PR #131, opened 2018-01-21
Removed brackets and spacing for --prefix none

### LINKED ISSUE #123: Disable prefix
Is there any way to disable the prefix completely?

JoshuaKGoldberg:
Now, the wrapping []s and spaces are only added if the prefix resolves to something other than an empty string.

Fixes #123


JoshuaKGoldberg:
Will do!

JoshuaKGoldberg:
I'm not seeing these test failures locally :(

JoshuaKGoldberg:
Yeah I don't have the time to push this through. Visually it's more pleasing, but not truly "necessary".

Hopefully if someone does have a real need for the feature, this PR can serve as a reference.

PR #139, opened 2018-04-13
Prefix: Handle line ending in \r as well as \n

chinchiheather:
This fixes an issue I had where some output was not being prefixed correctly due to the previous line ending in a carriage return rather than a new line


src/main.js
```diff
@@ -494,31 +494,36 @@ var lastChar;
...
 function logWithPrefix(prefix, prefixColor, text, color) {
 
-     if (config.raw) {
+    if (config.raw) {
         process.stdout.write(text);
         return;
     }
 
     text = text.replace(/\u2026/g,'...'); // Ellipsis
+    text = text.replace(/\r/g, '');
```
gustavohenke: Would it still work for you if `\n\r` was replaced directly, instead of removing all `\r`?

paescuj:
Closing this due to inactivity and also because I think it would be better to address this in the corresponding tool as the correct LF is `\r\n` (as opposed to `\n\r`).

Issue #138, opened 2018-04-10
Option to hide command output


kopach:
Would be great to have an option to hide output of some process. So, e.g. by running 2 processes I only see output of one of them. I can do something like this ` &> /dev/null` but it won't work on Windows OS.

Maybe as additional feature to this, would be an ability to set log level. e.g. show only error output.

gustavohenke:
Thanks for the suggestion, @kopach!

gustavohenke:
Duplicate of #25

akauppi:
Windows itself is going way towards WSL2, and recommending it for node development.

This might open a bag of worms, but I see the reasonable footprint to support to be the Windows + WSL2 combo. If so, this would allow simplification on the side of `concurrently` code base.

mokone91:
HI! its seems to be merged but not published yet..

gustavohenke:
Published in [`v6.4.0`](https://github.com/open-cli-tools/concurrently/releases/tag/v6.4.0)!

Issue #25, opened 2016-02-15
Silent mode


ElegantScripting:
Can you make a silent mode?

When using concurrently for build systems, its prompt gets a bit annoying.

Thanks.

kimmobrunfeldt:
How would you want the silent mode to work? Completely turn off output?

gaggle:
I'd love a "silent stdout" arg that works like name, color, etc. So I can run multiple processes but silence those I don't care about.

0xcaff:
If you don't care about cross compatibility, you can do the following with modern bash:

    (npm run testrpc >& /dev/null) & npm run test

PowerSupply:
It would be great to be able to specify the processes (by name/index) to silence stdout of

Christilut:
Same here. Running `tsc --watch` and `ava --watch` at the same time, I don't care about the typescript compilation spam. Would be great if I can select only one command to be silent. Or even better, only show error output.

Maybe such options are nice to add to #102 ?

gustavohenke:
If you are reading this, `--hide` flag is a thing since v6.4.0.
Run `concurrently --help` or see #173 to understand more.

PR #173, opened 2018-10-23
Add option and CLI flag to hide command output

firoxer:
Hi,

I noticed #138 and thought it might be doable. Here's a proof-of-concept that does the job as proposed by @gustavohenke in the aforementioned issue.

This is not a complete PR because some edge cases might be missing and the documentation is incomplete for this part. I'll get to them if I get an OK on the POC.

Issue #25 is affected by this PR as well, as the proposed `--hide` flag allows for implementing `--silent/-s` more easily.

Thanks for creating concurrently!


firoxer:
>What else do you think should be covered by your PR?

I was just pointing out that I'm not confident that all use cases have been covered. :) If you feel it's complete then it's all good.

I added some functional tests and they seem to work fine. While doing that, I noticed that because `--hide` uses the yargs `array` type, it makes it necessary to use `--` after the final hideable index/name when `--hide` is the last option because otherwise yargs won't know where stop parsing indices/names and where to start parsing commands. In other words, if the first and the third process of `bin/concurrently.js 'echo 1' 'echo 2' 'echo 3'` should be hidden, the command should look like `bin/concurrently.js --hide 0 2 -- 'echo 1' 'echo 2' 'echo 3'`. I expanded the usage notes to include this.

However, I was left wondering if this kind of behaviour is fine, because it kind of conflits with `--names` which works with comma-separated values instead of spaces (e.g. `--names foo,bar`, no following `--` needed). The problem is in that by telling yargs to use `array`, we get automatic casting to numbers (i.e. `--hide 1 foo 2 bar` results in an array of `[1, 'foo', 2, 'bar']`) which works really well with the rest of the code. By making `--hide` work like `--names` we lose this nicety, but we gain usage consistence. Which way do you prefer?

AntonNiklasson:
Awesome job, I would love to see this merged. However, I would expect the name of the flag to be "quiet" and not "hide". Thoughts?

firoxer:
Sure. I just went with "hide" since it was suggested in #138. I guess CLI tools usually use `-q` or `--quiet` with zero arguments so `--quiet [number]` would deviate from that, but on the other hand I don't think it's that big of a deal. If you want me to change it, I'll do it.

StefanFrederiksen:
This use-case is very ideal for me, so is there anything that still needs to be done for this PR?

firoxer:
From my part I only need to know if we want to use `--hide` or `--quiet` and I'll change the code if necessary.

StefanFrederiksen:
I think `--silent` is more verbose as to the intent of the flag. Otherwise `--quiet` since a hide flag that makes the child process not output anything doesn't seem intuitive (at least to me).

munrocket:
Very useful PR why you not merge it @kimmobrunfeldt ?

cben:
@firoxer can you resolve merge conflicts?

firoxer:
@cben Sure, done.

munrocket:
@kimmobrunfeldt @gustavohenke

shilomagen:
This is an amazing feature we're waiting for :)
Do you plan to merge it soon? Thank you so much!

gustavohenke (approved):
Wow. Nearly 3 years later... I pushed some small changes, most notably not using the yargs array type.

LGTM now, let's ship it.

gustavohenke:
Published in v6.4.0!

——

Exact copy required. Repeat the material above in full.

(Written response)
PR #131, opened 2018-01-21
Removed brackets and spacing for --prefix none

### LINKED ISSUE #123: Disable prefix
Is there any way to disable the prefix completely?

JoshuaKGoldberg:
Now, the wrapping []s and spaces are only added if the prefix resolves to something other than an empty string.

Fixes #123


JoshuaKGoldberg:
Will do!

JoshuaKGoldberg:
I'm not seeing these test failures locally :(

JoshuaKGoldberg:
Yeah I don't have the time to push this through. Visually it's more pleasing, but not truly "necessary".

Hopefully if someone does have a real need for the feature, this PR can serve as a reference.

PR #139, opened 2018-04-13
Prefix: Handle line ending in \r as well as \n

chinchiheather:
This fixes an issue I had where some output was not being prefixed correctly due to the previous line ending in a carriage return rather than a new line


src/main.js
```diff
@@ -494,31 +494,36 @@ var lastChar;
...
 function logWithPrefix(prefix, prefixColor, text, color) {
 
-     if (config.raw) {
+    if (config.raw) {
         process.stdout.write(text);
         return;
     }
 
     text = text.replace(/\u2026/g,'...'); // Ellipsis
+    text = text.replace(/\r/g, '');
```
gustavohenke: Would it still work for you if `\n\r` was replaced directly, instead of removing all `\r`?

paescuj:
Closing this due to inactivity and also because I think it would be better to address this in the corresponding tool as the correct LF is `\r\n` (as opposed to `\n\r`).

Issue #138, opened 2018-04-10
Option to hide command output


kopach:
Would be great to have an option to hide output of some process. So, e.g. by running 2 processes I only see output of one of them. I can do something like this ` &> /dev/null` but it won't work on Windows OS.

Maybe as additional feature to this, would be an ability to set log level. e.g. show only error output.

gustavohenke:
Thanks for the suggestion, @kopach!

gustavohenke:
Duplicate of #25

akauppi:
Windows itself is going way towards WSL2, and recommending it for node development.

This might open a bag of worms, but I see the reasonable footprint to support to be the Windows + WSL2 combo. If so, this would allow simplification on the side of `concurrently` code base.

mokone91:
HI! its seems to be merged but not published yet..

gustavohenke:
Published in [`v6.4.0`](https://github.com/open-cli-tools/concurrently/releases/tag/v6.4.0)!

Issue #25, opened 2016-02-15
Silent mode


ElegantScripting:
Can you make a silent mode?

When using concurrently for build systems, its prompt gets a bit annoying.

Thanks.

kimmobrunfeldt:
How would you want the silent mode to work? Completely turn off output?

gaggle:
I'd love a "silent stdout" arg that works like name, color, etc. So I can run multiple processes but silence those I don't care about.

0xcaff:
If you don't care about cross compatibility, you can do the following with modern bash:

    (npm run testrpc >& /dev/null) & npm run test

PowerSupply:
It would be great to be able to specify the processes (by name/index) to silence stdout of

Christilut:
Same here. Running `tsc --watch` and `ava --watch` at the same time, I don't care about the typescript compilation spam. Would be great if I can select only one command to be silent. Or even better, only show error output.

Maybe such options are nice to add to #102 ?

gustavohenke:
If you are reading this, `--hide` flag is a thing since v6.4.0.
Run `concurrently --help` or see #173 to understand more.

PR #173, opened 2018-10-23
Add option and CLI flag to hide command output

firoxer:
Hi,

I noticed #138 and thought it might be doable. Here's a proof-of-concept that does the job as proposed by @gustavohenke in the aforementioned issue.

This is not a complete PR because some edge cases might be missing and the documentation is incomplete for this part. I'll get to them if I get an OK on the POC.

Issue #25 is affected by this PR as well, as the proposed `--hide` flag allows for implementing `--silent/-s` more easily.

Thanks for creating concurrently!


firoxer:
>What else do you think should be covered by your PR?

I was just pointing out that I'm not confident that all use cases have been covered. :) If you feel it's complete then it's all good.

I added some functional tests and they seem to work fine. While doing that, I noticed that because `--hide` uses the yargs `array` type, it makes it necessary to use `--` after the final hideable index/name when `--hide` is the last option because otherwise yargs won't know where stop parsing indices/names and where to start parsing commands. In other words, if the first and the third process of `bin/concurrently.js 'echo 1' 'echo 2' 'echo 3'` should be hidden, the command should look like `bin/concurrently.js --hide 0 2 -- 'echo 1' 'echo 2' 'echo 3'`. I expanded the usage notes to include this.

However, I was left wondering if this kind of behaviour is fine, because it kind of conflits with `--names` which works with comma-separated values instead of spaces (e.g. `--names foo,bar`, no following `--` needed). The problem is in that by telling yargs to use `array`, we get automatic casting to numbers (i.e. `--hide 1 foo 2 bar` results in an array of `[1, 'foo', 2, 'bar']`) which works really well with the rest of the code. By making `--hide` work like `--names` we lose this nicety, but we gain usage consistence. Which way do you prefer?

AntonNiklasson:
Awesome job, I would love to see this merged. However, I would expect the name of the flag to be "quiet" and not "hide". Thoughts?

firoxer:
Sure. I just went with "hide" since it was suggested in #138. I guess CLI tools usually use `-q` or `--quiet` with zero arguments so `--quiet [number]` would deviate from that, but on the other hand I don't think it's that big of a deal. If you want me to change it, I'll do it.

StefanFrederiksen:
This use-case is very ideal for me, so is there anything that still needs to be done for this PR?

firoxer:
From my part I only need to know if we want to use `--hide` or `--quiet` and I'll change the code if necessary.

StefanFrederiksen:
I think `--silent` is more verbose as to the intent of the flag. Otherwise `--quiet` since a hide flag that makes the child process not output anything doesn't seem intuitive (at least to me).

munrocket:
Very useful PR why you not merge it @kimmobrunfeldt ?

cben:
@firoxer can you resolve merge conflicts?

firoxer:
@cben Sure, done.

munrocket:
@kimmobrunfeldt @gustavohenke

shilomagen:
This is an amazing feature we're waiting for :)
Do you plan to merge it soon? Thank you so much!

gustavohenke (approved):
Wow. Nearly 3 years later... I pushed some small changes, most notably not using the yargs array type.

LGTM now, let's ship it.

gustavohenke:
Published in v6.4.0!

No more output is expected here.